PCM transferred over S/PDIF (coax or optical Toslink) can have jitter induced at the AVR's DAC. Some AVR manufacturers go to extra effort to avoid jitter at the receiving end by having extra PLL clock recovery circuitry -- but not all do so. Jitter issues are audible to some listeners.

DAC's can vary in quality. IMHO the 24 bit/192 kHz Burr Brown DAC's in my Toshiba HD-XA1 are superior to those in my cheapie Panasonic HE70 AVR. The "sonic" difference is very subtle -- but IMO it is there.

IMHO "CD direct" or whatever to pass the analog audio straight through (untouched by DSP's and extra A/D & D/A conversions) is a great thing for some stereo music listening off of very well mastered CD. YMMV.


----------



## salvasol (Oct 31, 2006)

Paulie said:


> ... If I run an optical digital cable from my DVD to my processor, do I still have to run the right, and left analog audio outs from my DVD to the right, and left audio in on my processor? :scratch:


* No you don't ... just use the optical cable ... :T*


----------



## superchad (Mar 7, 2008)

DS-21 said:


> Huh? Doesn't your method mean that the digital signal from the CD will be converted to analog (RCA), back to digital (processor input), and then back again to analog (processor output)? Probably won't make a sonic difference either way, but one would think that minimizing A/D and D/A conversions could only be a good thing...


I am amused by this..........if you run a digital wire for DVD and RCA for CD what confuses you? If the RCA is used the DVD players internal DAC will convert signal and in many recievers you could then run into a direct input further bypassing much if the signal path which is best for music and the digital path will have everything needed for movies while avoiding any potentail issue with "Jitter".....I dunno where you got your info but going RCA will actually be in many cases the purest and shortest signal path. it also allows for users who may be confused (wife, kids, friends) to fire up system with less issues.


----------



## Guest (May 24, 2008)

Im good enough to get my system hook-up, running and tweeked, but I honestly don't understand all the technical talk, I wish I did, so what I do is get my book of audio terms, and go from there. However Otto, and salvasol I understood you perfectally. I imagine it will take quite awhile to really learn the technical end of this hobby. I just wounder if any of the community collages offer any courses in home theater.
Paul


----------



## salvasol (Oct 31, 2006)

Paulie said:


> Im good enough to get my system hook-up, running and tweeked, but I honestly don't understand all the technical talk, I wish I did, so what I do is get my book of audio terms, and go from there. However Otto, and salvasol I understood you perfectally. I imagine it will take quite awhile to really learn the technical end of this hobby. I just wounder if any of the community collages offer any courses in home theater.
> Paul


Belive me ... you never stop learning, and tweeking, and trying something new, upgrading, etc.

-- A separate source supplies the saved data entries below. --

PR #2645, opened 2021-04-12
Introduce runningFold operator, make scan alias to runningFold

### LINKED ISSUE #2641: Add runningFold function to Flow
Kotlin supports the following functions on Collections
- `reduce` and `runningReduce`
- `fold` and `runningFold`

whereas Flows only support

I been reading this forum everyday for almost two years ... I learned a lot, but most of the time when I see a lot of technicalities I'm also :dizzy: ... :bigsmile:

You don't really need a course (I don't know if anybody offers one) ... just read and ask any questions here ... there's always somebody willing to help us :T


----------



## bobgpsr (Apr 20, 2006)

Just hook up both optical Toslink and stereo RCA. Use the digital optical connection when watching movies. But with simple stereo CD music you might get a slightly better playback with the simple old stereo RCA connection. You decide after trying out both.


----------



## lcaillo (May 2, 2006)

One aspect to this question that may apply to some is that some AVRs that use multiple zones will not use the digital signals for the second and/or third zones. This is an example of why it is important to narrow the context of such a question with specifics of the components being used. It is also more likely that others with specific experience with the performance of the devices can share that. When we engage in more general discussions of how to do this or that with no specific information about the system, there are so many possibilities that all cases cannot be covered.

My refrain in the shop anytime someone asks for help with a problem is "brand & model, brand & model, brand & model..."


----------